Major transport group calls for law change over smart ticketing

 

A leading passenger transport group has called on the Government to change the law to make it easier to introduce the franchising of bus networks to support smart ticketing.

The Passenger Transport Executive Group (pteg) - representing the six strategic transport bodies in the largest city regions outside London - also called for areas without a London-style franchising system to have some price control powers.

Released this week, the pteg report highlights progress made on integrated multi-operator ticketing including the one million public transport journeys a week being made in West Yorkshire on the M-card together with1.3 million smartcard transactions a month on the Tyne and Wear Metro.

However it warns while ticketing may become smarter it could still be too complex, ‘with different fares being charged for the same journeys by different bus companies; high charges for tickets that can be used across operators; and insufficient integration with rail ticketing’.

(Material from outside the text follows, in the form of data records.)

Issue #831, opened 2020-02-27
Add DryRun option to the client


alvaroaleman:
In order to safely check on what a controller does in a production environment, it would be useful to have a `DryRun` option for the client that makes all mutating operations (`Update`, `Patch` and `Delete`) a no-op and just logs them.

/kind feature

PR #839, opened 2020-03-05
✨ Add DryRunClient wrapper

alvaroaleman:
This PR adds a DryRunClient wrapper that enforced DryRun on all mutating operations and plugs that into the client and manager constructors. This is useful to check what a controller does in a production environment without actually doing it.

Fixes https://github.com/kubernetes-sigs/controller-runtime/issues/831

### DIFF
--- a/pkg/client/client_test.go
+++ b/pkg/client/client_test.go
@@ -33,9 +33,9 @@ import (
 	"k8s.io/apimachinery/pkg/apis/meta/v1/unstructured"
 	"k8s.io/apimachinery/pkg/runtime"
 	"k8s.io/apimachinery/pkg/runtime/schema"
-	"sigs.k8s.io/controller-runtime/pkg/client"
-
 	kscheme "k8s.io/client-go/kubernetes/scheme"
+
+	"sigs.k8s.io/controller-runtime/pkg/client"
 )
 
 const serverSideTimeoutSeconds = 10
--- a/pkg/client/dryrun_test.go
+++ b/pkg/client/dryrun_test.go
@@ -1,0 +1,264 @@
+/*
+Copyright 2020 The Kubernetes Authors.
+
+Licensed under the Apache License, Version 2.0 (the "License");
+you may not use this file except in compliance with the License.
+You may obtain a copy of the License at
+
+    http://www.apache.org/licenses/LICENSE-2.0
+
+Unless required by applicable law or agreed to in writing, software
+distributed under the License is distributed on an "AS IS" BASIS,
+WITHOUT WARRANTIES OR CONDITIONS OF ANY KIND, either express or implied.
+See the License for the specific language governing permissions and
+limitations under the License.
+*/
+
+package client_test
+
+import (
+	"context"
+	"fmt"
+	"sync/atomic"
+
+	. "github.com/onsi/ginkgo"
+	. "github.com/onsi/gomega"
+	appsv1 "k8s.io/api/apps/v1"
+	corev1 "k8s.io/api/core/v1"
+	apierrors "k8s.io/apimachinery/pkg/api/errors"
+	metav1 "k8s.io/apimachinery/pkg/apis/meta/v1"
+	"k8s.io/apimachinery/pkg/types"
+
+	"sigs.k8s.io/controller-runtime/pkg/client"
+)
+
+var _ = Describe("DryRunClient", func() {
+	var dep *appsv1.Deployment
+	var count uint64 = 0
+	var replicaCount int32 = 2
+	var ns = "default"
+	ctx := context.Background()
+
+	getClient := func() client.Client {
+		nonDryRunClient, err := client.New(cfg, client.Options{})
+		Expect(err).NotTo(HaveOccurred())
+		Expect(nonDryRunClient).NotTo(BeNil())
+		return client.NewDryRunClient(nonDryRunClient)
+	}
+
+	BeforeEach(func() {
+		atomic.AddUint64(&count, 1)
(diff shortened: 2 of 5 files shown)


pkg/client/client_test.go
```diff
@@ -33,9 +33,9 @@ import (
 	"k8s.io/apimachinery/pkg/apis/meta/v1/unstructured"
 	"k8s.io/apimachinery/pkg/runtime"
 	"k8s.io/apimachinery/pkg/runtime/schema"
-	"sigs.k8s.io/controller-runtime/pkg/client"
-
 	kscheme "k8s.io/client-go/kubernetes/scheme"
+
+	"sigs.k8s.io/controller-runtime/pkg/client"
```
djzager: Only curious because it looks intentional and not the kind of thing I would expect `gofmt` to do. Why this change?

pkg/client/dryrun_test.go
```diff
@@ -0,0 +1,226 @@
...
+
+		opts := &client.PatchOptions{DryRun: []string{"Bye", "Pippa"}}
+
+		Expect(getClient().Status().Patch(ctx, changedDep, client.MergeFrom(dep), opts)).ToNot(HaveOccurred())
+
+		actual, err := clientset.AppsV1().Deployments(ns).Get(dep.Name, metav1.GetOptions{})
+		Expect(err).NotTo(HaveOccurred())
+		Expect(actual).NotTo(BeNil())
+		Expect(actual).To(BeEquivalentTo(dep))
+	})
```
djzager: Reading https://kubernetes.io/blog/2019/01/14/apiserver-dry-run-and-kubectl-diff/ I see that one of the advantages of supporting a dry-run, besides not being persisted, is

> the request is still processed as typical request: the fields are defaulted, the object is validated, it goes through the validation admission chain, and through the mutating admission chain, and then the final object is returned to the user as it normally would, without being persisted.

I think a test case where a create or an update failed validation would be a good addition.

pkg/client/client_test.go
alvaroaleman: Because we usually put imports form our own repo in a dedicated group, rather than mixing them with other imports in a common group

pkg/client/dryrun_test.go
```diff
@@ -0,0 +1,266 @@
...
+		Expect(apierrors.IsNotFound(err)).To(BeTrue())
+	})
+
+	It("should refuse a create request for an invalid object", func() {
+		changedDep := dep.DeepCopy()
+		changedDep.Spec.Template.Spec.Containers = nil
+
+		err := getClient().Create(ctx, changedDep)
+		Expect(apierrors.IsInvalid(err)).To(BeTrue())
+
```
djzager: nit for consistency.

```suggestion
```

pkg/client/dryrun_test.go
```diff
@@ -0,0 +1,266 @@
...
+		Expect(actual).To(BeEquivalentTo(dep))
+	})
+
+	It("should refuse an update request for an invalid change", func() {
+		changedDep := dep.DeepCopy()
+		changedDep.Spec.Template.Spec.Containers = nil
+
+		err := getClient().Update(ctx, changedDep)
+		Expect(apierrors.IsInvalid(err)).To(BeTrue())
+
```
djzager: nit for consistency.

```suggestion
```

pkg/client/client.go
```diff
@@ -37,6 +37,9 @@ type Options struct {
 
 	// Mapper, if provided, will be used to map GroupVersionKinds to Resources
 	Mapper meta.RESTMapper
+
+	// DryRun specifies whether dry run mode should be enforced
+	DryRun bool
```
DirectXMan12: What's the main usecase for having this as an option here vs just letting people call `NewDryRunClient`?  Just want to avoid too many options here, esp since this isn't strictly related to creating the client

alvaroaleman: Good point, its not really necessary there, I removed it.

I would like to keep it in the `manager` though, because the `defaultNewClient` is not exported and replacing the `NewClient` func is not very intuitive and an option ppl that are not deeply familiar with c-r will most likely not become aware of. WDYT?

alvaroaleman:
/assign @DirectXMan12 
Could you have another look, please?

alvaroaleman:
@DirectXMan12 any chance you can have a look?

pkg/client/client.go
mengqiy: Not super excited about growing manager's Options.

One alternative we can try here is that:
Making `defaultNewClient` exportable, but under `pkg/manager/internal` or `pkg/internal/manager` or some place similar.
Then you can have a helper method that satisfy `NewClientFunc`
```
func NewDryRunClientFn(cache cache.Cache, config *rest.Config, options client.Options) (client.Client, error) {
  cl, err := managerinternal.DefaultNewClient(cache, config, options) 
  return &dryRunClient{cl}, err
}
```
User can pass this method to manager Options.

@DirectXMan12 Thoughts?

alvaroaleman: @mengqiy the reason I dislike that is that its pretty hard to discover that these kind of build-in opts exists

DirectXMan12:
hey, sorry for the lag

/lgtm
/approve

alvaroaleman:
@DirectXMan12 could you give a new lgtm as I had to rebase?

DirectXMan12:
FWIW, I'd love to eventually figure out how to make it easy to sub in the dryrun client instead of needing an option on manager, but I don't really think I want to block on that now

In response pteg argue the government should help councils introduce the franchising of bus networks so that smart and simple ticketing can be specified in the tender of contracts as it is in London.

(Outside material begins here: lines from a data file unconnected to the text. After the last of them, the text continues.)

Issue #835, opened 2020-03-01
scheme_test doesn't check for the existence of CreateOptions


Capstan:
Although it exists as a base type alongside UpdateOptions, DeleteOptions, etc., it is not explicitly tested for. Because the test only tests length of the returned list and existence of specific entries rather than a concrete set of expected entries, it seems to have been left out.

alvaroaleman:
Fixed in https://github.com/kubernetes-sigs/controller-runtime/pull/842
/close

PR #842, opened 2020-03-06
🏃 Use whole list matching for known types.

Capstan:
The scheme test knows how many types should be returned, but omitted `CreateOptions` from being explicitly checked.

### DIFF
--- a/pkg/scheme/scheme_test.go
+++ b/pkg/scheme/scheme_test.go
@@ -21,6 +21,7 @@ import (
 
 	. "github.com/onsi/ginkgo"
 	. "github.com/onsi/gomega"
+	. "github.com/onsi/gomega/gstruct"
 	appsv1 "k8s.io/api/apps/v1"
 	corev1 "k8s.io/api/core/v1"
 	"k8s.io/apimachinery/pkg/runtime/schema"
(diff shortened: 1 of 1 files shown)


Capstan:
I think this whole set could be better written using [`MatchAllKeys`](https://godoc.org/github.com/onsi/gomega/gstruct#MatchAllKeys), a la

```
Expect(s.AllKnownTypes()).To(MatchAllKeys(Keys{
    gv.WithKind("Pod"): Equal(reflect.TypeOf(corev1.Pod{}),
    …
    gv.WithKind("CreateOptions"): Ignore(),
    …
}))
```

The length check would go away, being implicit to the exact match of keys. The values that aren't inspected would be `Ignore()`d.

If you prefer I do this approach I can either replace this or commit and follow-on.

mengqiy:
I seems using `MatchAllKeys` is better. Can you please change it in this PR?
But I feel we still need to keep the length checking, since it can give us signals when upstream introduce more stuffs in the scheme and we can make appropriate changes.
e.g. https://github.com/kubernetes-sigs/controller-runtime/commit/71cf6f6cf312e9111fc0ff1b411e19b91726359d#diff-b8b47f9ed3f5e8f94b54d518a7693971

Capstan:
`MatchAllKeys` does length checking implicitly, as the set of keys must exactly match that which is provided.

Capstan:
@mengqiy PTAL

Capstan:
Addresses #835.

Capstan:
Still need @mengqiy or another reviewer to review and lgtm.

Capstan:
Is there some other action people are waiting for me to perform?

It adds that where services remain deregulated the Government should give transport authorities ‘more powers to ensure that the premia on tickets that can be used on the services of more than one operator are reasonable and that those tickets are properly promoted and retailed’.

A pteg spokesman said that in some areas this extra cost for using a multi-operator ticket has been as high as 30%.

It also calls on ministers to ensure national smart policies and initiatives on bus and rail are coordinated to achieve single outcomes in the city regions and to provide funding to support a roll out of smart ticketing across the regions similar to that in the south east.

John Henkel, who leads for pteg on smart futures, said: ‘It should never be the case that a public transport user needs more than one smartcard in their pocket to be sure of getting the cheapest deal – yet in some parts of the country this is already happening as bus companies promote their own tickets ahead of those that can be used on all services. Public transport users in the city regions want ticketing that is smart, simple and integrated and which looks and feels more like London’s Oyster. That’s what we want to give them but can only give them with a legislative framework that allows us to do so.

‘We also want to look to the future because smart and clever cities across Europe are already looking beyond smart ticketing across public transport networks to a future where the same smart product will also unlock and pay for hire bikes and hire cars. This emerging market in ‘total mobility’ offers exciting opportunities not only to make travel more convenient but also to promote awareness of the more sustainable travel options.’

The power to bring in bus franchising would help councils undo the effects of the Transport Act 1985, which took operations outside London out of municipal hands. Despite the Act being unpopular in the local government sector very little has been achieved in undoing it.

This month the North East Combined Authority (Neca) will try and make the case for a Quality Contract Scheme to the national Quality Contract Scheme (QCS) Board, to establish a franchising system in the region. This is the first time any local transport authority has progressed a QCS to this stage.